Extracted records
========================================================================
PR #72, opened 2022-07-24
Xinchun/conf equi json loader

Xinchunran:
update the conf_equi_json file & purest on the function


chrisjurich:
I will not be approving this PR at the moment. There are a few issues that need to be fixed before bringing it in:

- [ ] I think you need to re-base this branch to a newer version of develop_refactor. This one is missing the implementation of AmberConfig, which has already been created.
- [ ] you need to use the core._LOGGER singleton instance that already exists instead of making a new one
- [ ] When you make tests that use files, use the __file__ attribute to get the path correct in a more robust manner

shaoqx:
Also please format the committing message as:
[Type]: [a concise message]
This is from the need of **searching** for a specific code change in the future. 
e.g.: Update: xxxx, or Bugfix: xxxx, etc. The message itself can be vague but at least we can have a type.

shaoqx:
Thank you for the change! As a practice, we will not merge these changes.

PR #73, opened 2022-07-24
submit refactor assignment of run_command() and its test

alvinnebula:
**_Added behavior:_**

If any argument in the list of `args` doesn't entirely consist of special characters, wrap it in quotes.

_Create a draft pull request for review._


shaoqx:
========================================================================
YOUR TASK => When copying the data above, keep every line exactly as written.

WRITTEN SOLUTION =>
PR #72, opened 2022-07-24
Xinchun/conf equi json loader

Xinchunran:
update the conf_equi_json file & purest on the function


chrisjurich:
I will not be approving this PR at the moment. There are a few issues that need to be fixed before bringing it in:

- [ ] I think you need to re-base this branch to a newer version of develop_refactor. This one is missing the implementation of AmberConfig, which has already been created.
- [ ] you need to use the core._LOGGER singleton instance that already exists instead of making a new one
- [ ] When you make tests that use files, use the __file__ attribute to get the path correct in a more robust manner

shaoqx:
Also please format the committing message as:
[Type]: [a concise message]
This is from the need of **searching** for a specific code change in the future. 
e.g.: Update: xxxx, or Bugfix: xxxx, etc. The message itself can be vague but at least we can have a type.

shaoqx:
Thank you for the change! As a practice, we will not merge these changes.

PR #73, opened 2022-07-24
submit refactor assignment of run_command() and its test

alvinnebula:
**_Added behavior:_**

If any argument in the list of `args` doesn't entirely consist of special characters, wrap it in quotes.

_Create a draft pull request for review._


shaoqx:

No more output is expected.